TASK STATEMENT =
Check every line of the data and copy the ones where "fallback" appears.

SOURCE DATA =

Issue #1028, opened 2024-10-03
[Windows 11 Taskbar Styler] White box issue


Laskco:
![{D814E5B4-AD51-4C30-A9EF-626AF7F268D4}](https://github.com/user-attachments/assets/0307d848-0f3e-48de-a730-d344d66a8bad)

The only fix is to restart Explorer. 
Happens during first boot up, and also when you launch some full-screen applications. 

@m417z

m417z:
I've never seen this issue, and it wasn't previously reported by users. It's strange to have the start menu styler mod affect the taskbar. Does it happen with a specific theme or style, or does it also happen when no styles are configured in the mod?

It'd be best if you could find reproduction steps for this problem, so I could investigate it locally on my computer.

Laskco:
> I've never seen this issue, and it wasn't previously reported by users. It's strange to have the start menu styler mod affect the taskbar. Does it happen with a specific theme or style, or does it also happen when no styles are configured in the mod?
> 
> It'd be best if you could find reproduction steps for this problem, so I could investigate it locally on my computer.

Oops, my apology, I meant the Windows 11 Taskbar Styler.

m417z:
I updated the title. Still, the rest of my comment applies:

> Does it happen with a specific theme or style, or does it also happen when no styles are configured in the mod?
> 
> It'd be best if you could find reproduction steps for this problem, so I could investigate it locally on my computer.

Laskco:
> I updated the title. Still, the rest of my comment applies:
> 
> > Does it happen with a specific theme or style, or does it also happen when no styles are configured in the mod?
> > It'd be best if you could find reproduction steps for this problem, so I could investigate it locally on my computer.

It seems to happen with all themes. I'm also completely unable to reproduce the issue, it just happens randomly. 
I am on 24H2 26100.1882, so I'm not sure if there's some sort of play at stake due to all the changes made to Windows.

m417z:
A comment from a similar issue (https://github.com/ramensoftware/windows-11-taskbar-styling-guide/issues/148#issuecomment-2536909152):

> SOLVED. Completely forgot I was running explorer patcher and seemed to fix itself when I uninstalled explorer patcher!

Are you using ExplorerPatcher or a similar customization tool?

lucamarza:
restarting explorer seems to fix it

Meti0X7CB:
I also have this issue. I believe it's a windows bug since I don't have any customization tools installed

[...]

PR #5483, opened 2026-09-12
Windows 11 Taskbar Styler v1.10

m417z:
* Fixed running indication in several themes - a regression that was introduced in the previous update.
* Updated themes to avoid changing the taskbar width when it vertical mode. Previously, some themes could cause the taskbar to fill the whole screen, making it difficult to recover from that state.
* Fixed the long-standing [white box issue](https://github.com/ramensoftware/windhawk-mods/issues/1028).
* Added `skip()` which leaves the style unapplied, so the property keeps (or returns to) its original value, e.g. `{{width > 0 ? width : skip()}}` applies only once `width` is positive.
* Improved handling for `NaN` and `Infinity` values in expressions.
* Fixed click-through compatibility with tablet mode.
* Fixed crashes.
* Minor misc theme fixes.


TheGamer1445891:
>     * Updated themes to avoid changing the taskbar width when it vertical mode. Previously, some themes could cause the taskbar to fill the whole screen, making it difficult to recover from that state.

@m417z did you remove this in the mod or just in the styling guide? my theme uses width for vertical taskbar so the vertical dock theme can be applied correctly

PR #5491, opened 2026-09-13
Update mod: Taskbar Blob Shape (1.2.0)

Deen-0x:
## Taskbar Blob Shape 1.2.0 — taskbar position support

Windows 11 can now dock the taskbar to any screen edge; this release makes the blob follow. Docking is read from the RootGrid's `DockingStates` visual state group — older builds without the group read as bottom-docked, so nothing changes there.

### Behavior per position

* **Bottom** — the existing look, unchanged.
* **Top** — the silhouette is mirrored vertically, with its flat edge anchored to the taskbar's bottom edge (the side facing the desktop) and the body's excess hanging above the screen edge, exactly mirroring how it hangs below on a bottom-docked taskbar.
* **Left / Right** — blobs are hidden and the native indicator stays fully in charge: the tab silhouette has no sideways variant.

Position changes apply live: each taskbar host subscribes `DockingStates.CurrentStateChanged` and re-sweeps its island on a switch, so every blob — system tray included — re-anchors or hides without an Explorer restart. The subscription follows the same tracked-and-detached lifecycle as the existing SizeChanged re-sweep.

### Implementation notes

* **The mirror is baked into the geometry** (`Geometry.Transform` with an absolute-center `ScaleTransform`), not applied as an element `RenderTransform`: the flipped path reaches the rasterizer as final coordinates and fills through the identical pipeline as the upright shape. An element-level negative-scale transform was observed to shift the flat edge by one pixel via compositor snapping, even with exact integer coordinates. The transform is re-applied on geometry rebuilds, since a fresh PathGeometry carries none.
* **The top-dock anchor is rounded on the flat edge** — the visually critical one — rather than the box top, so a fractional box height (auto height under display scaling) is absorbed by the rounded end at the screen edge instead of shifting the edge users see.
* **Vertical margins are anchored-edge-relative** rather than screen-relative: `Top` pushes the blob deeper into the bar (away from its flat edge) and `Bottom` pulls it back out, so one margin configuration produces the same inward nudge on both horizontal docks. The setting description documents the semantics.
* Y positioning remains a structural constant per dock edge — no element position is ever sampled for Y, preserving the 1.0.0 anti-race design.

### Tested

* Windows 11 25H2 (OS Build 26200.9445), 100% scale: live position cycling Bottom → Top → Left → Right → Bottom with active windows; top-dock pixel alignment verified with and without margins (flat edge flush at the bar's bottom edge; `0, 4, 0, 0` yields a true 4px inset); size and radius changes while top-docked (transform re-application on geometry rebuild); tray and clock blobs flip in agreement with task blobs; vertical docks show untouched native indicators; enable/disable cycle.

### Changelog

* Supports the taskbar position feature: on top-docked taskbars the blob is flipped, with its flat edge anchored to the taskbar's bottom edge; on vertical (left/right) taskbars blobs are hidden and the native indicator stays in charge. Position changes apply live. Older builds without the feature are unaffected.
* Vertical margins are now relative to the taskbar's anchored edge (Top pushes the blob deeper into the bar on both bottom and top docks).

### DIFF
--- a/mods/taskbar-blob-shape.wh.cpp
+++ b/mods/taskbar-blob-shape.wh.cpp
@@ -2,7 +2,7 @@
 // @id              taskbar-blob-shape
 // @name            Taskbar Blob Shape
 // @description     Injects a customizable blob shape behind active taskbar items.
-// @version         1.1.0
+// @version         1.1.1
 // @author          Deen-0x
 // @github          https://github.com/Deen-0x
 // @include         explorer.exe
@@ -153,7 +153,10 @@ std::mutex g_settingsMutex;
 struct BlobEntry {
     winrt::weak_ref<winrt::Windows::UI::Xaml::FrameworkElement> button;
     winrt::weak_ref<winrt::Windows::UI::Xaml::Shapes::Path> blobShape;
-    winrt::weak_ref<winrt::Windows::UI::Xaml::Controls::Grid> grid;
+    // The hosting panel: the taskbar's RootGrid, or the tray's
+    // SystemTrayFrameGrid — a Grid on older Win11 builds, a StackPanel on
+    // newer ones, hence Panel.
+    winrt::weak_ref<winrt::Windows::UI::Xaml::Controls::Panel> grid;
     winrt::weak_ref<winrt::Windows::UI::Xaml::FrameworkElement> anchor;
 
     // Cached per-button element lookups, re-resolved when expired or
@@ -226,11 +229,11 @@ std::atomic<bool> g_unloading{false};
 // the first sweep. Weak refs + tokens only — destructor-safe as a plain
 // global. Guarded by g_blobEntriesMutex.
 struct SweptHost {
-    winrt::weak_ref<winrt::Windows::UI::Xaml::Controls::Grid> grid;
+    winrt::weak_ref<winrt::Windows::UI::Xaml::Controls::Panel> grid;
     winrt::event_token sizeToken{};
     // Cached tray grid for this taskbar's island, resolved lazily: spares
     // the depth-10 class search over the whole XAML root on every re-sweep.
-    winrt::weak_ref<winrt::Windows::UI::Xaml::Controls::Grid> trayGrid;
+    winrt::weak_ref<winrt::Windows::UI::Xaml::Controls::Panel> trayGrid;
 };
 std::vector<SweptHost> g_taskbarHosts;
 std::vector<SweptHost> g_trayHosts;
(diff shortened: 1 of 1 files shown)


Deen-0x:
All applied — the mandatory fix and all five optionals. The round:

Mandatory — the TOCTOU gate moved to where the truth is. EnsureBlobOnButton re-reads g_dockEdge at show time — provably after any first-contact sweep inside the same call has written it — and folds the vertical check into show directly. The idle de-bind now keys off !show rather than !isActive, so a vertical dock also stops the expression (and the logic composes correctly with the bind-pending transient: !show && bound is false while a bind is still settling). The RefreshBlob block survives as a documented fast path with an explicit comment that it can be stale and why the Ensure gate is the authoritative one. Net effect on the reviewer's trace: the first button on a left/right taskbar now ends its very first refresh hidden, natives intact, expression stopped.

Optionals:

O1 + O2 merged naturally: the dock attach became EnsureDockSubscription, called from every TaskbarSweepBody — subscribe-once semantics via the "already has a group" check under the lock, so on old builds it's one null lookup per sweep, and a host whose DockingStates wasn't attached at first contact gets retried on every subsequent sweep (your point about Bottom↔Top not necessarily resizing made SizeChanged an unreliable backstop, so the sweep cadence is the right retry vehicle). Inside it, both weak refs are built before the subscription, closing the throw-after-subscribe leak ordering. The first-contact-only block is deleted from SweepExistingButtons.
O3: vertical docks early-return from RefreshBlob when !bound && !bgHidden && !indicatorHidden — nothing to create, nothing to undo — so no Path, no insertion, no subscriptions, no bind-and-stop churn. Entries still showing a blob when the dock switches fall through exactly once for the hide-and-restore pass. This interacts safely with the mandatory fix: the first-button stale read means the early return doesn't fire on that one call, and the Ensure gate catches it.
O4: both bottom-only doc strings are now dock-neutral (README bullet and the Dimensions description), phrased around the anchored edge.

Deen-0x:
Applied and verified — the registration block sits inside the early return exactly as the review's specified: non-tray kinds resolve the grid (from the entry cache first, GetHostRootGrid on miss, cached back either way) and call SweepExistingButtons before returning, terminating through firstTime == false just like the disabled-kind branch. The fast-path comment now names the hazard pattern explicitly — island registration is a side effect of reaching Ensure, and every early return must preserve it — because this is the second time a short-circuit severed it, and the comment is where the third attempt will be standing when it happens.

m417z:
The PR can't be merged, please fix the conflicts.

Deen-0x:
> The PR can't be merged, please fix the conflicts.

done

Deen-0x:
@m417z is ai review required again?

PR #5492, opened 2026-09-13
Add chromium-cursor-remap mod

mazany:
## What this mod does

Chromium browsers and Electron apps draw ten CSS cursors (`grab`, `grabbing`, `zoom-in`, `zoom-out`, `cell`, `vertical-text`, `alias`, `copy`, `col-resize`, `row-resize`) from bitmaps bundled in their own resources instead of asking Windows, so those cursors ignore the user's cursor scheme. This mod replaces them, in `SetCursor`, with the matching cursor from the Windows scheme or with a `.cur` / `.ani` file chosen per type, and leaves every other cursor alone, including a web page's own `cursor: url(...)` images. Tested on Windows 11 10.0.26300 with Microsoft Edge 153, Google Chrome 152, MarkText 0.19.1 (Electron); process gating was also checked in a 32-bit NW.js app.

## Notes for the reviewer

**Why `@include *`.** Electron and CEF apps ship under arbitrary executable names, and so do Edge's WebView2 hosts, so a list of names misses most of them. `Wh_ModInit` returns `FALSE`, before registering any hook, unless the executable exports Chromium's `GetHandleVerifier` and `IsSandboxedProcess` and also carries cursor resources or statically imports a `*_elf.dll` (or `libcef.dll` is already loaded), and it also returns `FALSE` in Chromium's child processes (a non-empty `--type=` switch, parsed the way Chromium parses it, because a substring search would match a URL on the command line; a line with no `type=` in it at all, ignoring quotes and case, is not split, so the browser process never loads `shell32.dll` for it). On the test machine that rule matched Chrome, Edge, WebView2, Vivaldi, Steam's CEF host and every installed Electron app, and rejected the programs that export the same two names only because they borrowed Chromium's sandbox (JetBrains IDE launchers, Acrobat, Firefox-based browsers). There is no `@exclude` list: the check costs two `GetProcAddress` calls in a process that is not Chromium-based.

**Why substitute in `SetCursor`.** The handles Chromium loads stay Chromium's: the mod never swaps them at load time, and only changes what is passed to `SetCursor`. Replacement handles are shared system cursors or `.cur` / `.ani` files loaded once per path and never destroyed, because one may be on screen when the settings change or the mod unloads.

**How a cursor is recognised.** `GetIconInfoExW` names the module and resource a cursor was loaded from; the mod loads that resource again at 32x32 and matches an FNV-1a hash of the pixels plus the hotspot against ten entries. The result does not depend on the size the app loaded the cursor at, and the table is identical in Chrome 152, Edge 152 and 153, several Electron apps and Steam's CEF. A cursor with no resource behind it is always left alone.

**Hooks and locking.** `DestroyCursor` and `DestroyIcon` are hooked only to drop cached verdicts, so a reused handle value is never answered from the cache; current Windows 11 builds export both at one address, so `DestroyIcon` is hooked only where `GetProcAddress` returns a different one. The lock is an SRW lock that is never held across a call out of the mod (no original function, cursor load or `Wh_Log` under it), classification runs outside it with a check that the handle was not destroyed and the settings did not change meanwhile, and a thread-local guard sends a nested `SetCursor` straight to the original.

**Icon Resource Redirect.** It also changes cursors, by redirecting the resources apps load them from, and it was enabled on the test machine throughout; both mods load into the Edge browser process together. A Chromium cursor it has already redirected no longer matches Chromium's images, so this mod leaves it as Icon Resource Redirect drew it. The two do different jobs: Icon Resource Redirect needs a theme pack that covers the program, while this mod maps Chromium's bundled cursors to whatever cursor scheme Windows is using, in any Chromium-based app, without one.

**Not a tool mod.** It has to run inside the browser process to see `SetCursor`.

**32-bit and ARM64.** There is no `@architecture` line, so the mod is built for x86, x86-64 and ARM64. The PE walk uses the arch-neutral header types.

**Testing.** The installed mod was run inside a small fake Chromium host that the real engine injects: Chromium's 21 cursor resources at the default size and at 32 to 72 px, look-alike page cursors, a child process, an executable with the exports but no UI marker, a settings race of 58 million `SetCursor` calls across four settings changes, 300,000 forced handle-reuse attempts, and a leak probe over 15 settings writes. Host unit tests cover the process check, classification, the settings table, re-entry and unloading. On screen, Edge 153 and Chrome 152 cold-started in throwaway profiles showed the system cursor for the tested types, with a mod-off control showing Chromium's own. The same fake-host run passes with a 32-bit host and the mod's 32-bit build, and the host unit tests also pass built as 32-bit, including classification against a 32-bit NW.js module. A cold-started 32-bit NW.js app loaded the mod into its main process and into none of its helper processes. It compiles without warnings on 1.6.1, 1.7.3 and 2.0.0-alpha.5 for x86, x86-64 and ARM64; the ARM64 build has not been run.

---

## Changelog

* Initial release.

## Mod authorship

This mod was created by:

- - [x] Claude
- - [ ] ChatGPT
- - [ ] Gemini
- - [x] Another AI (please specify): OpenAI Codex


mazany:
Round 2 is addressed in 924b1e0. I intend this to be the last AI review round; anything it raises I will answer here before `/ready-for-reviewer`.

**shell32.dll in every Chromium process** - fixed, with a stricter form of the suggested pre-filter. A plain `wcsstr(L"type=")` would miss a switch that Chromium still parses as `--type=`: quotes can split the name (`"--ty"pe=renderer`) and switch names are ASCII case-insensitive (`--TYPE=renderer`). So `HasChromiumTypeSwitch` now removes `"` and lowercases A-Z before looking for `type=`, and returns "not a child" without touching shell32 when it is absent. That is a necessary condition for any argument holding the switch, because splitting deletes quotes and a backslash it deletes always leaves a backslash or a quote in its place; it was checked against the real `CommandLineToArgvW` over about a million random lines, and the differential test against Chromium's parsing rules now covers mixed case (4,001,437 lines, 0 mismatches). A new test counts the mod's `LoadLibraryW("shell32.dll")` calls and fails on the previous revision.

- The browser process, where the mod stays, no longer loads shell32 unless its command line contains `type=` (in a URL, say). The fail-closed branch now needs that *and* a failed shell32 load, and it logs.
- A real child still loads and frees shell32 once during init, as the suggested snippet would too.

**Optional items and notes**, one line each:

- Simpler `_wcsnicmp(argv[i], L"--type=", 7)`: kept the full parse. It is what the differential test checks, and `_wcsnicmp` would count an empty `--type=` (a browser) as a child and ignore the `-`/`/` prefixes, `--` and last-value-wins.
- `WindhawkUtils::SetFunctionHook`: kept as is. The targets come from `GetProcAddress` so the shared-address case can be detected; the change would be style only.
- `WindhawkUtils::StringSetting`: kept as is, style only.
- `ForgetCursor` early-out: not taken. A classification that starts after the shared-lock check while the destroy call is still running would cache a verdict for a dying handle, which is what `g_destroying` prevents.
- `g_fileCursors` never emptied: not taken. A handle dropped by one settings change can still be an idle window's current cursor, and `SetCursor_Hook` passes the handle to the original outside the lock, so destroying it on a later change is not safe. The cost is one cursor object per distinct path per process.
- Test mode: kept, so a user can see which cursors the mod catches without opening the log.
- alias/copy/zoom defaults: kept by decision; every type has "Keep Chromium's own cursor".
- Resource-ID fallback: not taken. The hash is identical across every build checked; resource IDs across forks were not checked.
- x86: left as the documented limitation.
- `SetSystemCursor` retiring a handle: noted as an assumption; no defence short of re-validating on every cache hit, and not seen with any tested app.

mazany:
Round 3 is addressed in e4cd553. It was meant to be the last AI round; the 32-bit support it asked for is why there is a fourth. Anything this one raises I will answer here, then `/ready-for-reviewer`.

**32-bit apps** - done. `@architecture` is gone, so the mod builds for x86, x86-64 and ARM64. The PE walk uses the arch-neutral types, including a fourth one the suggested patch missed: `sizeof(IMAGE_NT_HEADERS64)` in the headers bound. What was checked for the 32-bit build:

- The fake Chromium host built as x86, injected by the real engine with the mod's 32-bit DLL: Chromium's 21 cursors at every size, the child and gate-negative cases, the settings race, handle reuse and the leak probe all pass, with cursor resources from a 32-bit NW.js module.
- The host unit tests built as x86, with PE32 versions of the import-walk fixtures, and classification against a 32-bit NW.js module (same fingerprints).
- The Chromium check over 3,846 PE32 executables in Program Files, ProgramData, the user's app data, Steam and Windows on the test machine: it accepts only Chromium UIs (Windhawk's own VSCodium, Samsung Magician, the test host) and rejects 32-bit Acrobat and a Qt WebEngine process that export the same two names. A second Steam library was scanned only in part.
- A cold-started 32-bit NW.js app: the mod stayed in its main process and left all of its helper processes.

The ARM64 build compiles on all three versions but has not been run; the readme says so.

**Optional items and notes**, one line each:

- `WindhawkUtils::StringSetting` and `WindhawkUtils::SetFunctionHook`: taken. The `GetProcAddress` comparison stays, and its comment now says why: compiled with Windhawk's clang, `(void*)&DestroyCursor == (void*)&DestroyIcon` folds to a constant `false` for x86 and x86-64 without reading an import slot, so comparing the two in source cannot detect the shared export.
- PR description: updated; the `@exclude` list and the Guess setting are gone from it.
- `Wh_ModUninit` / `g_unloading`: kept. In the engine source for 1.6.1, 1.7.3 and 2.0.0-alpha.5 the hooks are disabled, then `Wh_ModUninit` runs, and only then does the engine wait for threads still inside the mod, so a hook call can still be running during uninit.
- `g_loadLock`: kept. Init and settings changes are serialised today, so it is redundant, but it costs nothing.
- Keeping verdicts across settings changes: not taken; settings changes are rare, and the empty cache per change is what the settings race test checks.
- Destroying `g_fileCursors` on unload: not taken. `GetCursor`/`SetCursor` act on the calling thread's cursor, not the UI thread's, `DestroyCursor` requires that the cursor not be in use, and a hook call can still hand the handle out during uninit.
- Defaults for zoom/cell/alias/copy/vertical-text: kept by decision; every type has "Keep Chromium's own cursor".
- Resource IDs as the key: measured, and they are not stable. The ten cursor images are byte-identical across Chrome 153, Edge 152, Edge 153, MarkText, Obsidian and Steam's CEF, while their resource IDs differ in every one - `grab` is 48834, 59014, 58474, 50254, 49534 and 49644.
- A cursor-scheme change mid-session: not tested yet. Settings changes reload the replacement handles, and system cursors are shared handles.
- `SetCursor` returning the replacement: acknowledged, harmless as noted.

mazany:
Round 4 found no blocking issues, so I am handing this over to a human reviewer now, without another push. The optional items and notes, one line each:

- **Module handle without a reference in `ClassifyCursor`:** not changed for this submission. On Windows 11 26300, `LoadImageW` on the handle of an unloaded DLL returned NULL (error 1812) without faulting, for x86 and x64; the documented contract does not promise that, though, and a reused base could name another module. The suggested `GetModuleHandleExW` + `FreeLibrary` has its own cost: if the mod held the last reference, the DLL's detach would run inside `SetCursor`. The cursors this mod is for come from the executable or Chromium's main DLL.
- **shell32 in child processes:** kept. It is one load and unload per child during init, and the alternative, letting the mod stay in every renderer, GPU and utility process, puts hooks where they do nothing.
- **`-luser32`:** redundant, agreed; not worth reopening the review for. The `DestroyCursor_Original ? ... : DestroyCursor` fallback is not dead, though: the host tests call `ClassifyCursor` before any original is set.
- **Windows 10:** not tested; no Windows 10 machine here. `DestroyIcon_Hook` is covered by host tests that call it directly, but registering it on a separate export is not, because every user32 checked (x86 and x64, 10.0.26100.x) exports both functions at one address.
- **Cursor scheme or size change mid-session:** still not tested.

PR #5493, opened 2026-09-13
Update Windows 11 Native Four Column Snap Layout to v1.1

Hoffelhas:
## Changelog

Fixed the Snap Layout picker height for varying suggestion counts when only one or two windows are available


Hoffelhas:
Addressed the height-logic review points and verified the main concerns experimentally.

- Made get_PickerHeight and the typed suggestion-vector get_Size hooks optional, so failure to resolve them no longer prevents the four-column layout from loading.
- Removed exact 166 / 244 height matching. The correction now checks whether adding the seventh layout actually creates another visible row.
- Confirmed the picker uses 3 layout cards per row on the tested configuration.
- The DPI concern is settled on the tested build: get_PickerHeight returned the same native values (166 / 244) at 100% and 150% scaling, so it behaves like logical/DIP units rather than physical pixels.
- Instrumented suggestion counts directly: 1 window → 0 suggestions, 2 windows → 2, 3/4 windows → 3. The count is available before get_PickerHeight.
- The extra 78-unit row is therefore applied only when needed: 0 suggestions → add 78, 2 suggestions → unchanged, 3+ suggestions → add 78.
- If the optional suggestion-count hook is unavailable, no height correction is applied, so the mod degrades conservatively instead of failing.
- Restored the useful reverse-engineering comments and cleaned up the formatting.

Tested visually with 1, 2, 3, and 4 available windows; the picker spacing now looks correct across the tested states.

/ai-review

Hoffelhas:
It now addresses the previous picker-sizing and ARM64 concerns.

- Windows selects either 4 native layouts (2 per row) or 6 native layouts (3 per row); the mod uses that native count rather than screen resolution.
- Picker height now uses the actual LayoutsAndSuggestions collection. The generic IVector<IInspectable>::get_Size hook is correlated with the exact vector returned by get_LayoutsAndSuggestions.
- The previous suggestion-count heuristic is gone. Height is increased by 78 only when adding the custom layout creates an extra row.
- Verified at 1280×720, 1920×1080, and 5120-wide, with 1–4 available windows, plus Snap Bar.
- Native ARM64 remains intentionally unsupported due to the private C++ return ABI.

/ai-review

COMPLETED TASK =
- Resource-ID fallback: not taken. The hash is identical across every build checked; resource IDs across forks were not checked.
- **`-luser32`:** redundant, agreed; not worth reopening the review for. The `DestroyCursor_Original ? ... : DestroyCursor` fallback is not dead, though: the host tests call `ClassifyCursor` before any original is set.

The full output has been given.